やっと寝かしつけられた…と思ったら子どもがかゆがって眠れない。夏になるとこんな夜が続く、というご家庭も多いのではないでしょうか。

保育園でも「朝起きたら虫刺されのところから出血してた」「あせもがひどくなってた」という相談をよく受けます。

この記事では、夏の夜に子どもがかゆくなる原因と、就寝前・就寝中にできる具体的な対策を保育園看護師ママの視点からまとめました。

この記事でわかること
  • 夏の夜にかゆみが悪化する理由
  • あせも・虫刺されのかゆみを夜に和らげる方法
  • 搔き壊し(出血)を防ぐための工夫
  • 就寝前にできるかゆみ対策(お風呂・保湿・薬)
  • 夏の寝室環境の整え方(室温・湿度・エアコン)
  • 寝汗対策・パジャマの選び方
目次

夏の夜、かゆみが悪化するのはなぜ?

「昼間は平気だったのに、夜になるとかゆがる…」には理由があります。

  • 体温が上がる
    就寝時、体は手足の血管を広げて体温を下げようとします。このとき皮膚の温度が上がり、かゆみが増します
  • 布団の中で蒸れる
    汗が肌に残ったまま布団に入ると、汗の塩分・アンモニアが皮膚を刺激しあせもが悪化します
  • ダニが潜んでいる
    布団の中は温度・湿度ともにダニが好む環境。ダニはかゆみの大きな原因のひとつです
  • かく→さらにかゆくなる悪循環
    掻くとヒスタミンがさらに放出され、かゆみが連鎖します。眠れないほどかゆい場合はこの悪循環に入っていることが多いです
まい@保育園看護師まま

わが家でも「ねんね、かいて〜」と言って寝られない夜があります。かゆがっている原因がわかると対処しやすくなるので、まずどこが・なぜかゆいのかを確認してみてください。

かゆみの原因を確認しよう

あせも

首周り・わき・背中・おなかに赤いブツブツ。汗管が詰まって炎症を起こした状態です。夜間は布団の中で蒸れるため悪化しやすいです。

虫刺され

蚊・ダニ・ブユなどの唾液に体が反応してかゆみ・腫れが出ます。蚊は比較的軽症ですが、ダニやブユは症状が強く長引きやすいです。夏は肌を露出する機会が増えるため要注意です。

寝具のダニ

布団・マットレスに潜むダニがかゆみの原因になることがあります。特にアレルギー体質の子はダニアレルゲンに反応しやすく、就寝時にかゆみが強くなります。

就寝前のかゆみ対策

① お風呂は就寝1時間前までに済ませる

入浴直後は体が温まってかゆみが増しやすいため、就寝1時間前までに入浴を終えるのがポイントです。

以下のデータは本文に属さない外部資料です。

PR #1211, opened 2024-05-08
securechip_random : multiple tries

asi345:
secure_chip random function uses atca library for randomness, but this call to library may not be successful and error codes might be returned by atca. In this case, firmware was also calling `Abort()`. This stops the usb connection and terminates the program. Should it happen during a factory reset, then it means the device is left in a half-reset state.

That's why it is a good practice to try this atca library call for randomness multiple times, making it possible to avoid rare unexpected errors from atca random implementation. Furthermore, this commit also specifies a `ATCA_STATUS` code in the abort message, hence allowing debugging a potential error coming from atca.

### DIFF
--- a/src/reset.c
+++ b/src/reset.c
@@ -48,11 +48,25 @@ void reset_reset(bool status)
 {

  • お湯の温度は38〜40℃(熱すぎるとかゆみが悪化します)
  • 乳幼児の入浴時間は2〜3分が目安
  • 弱酸性・無香料の石鹸をよく泡立て、手でやさしく洗う(タオルでゴシゴシはNG)
  • 汗疹がひどいときは1日2回の入浴もOK

② 入浴後すぐに保湿する

入浴後は皮膚が乾燥する前に、5〜10分以内に保湿をするのが大切です。乾燥肌はかゆみを悪化させます。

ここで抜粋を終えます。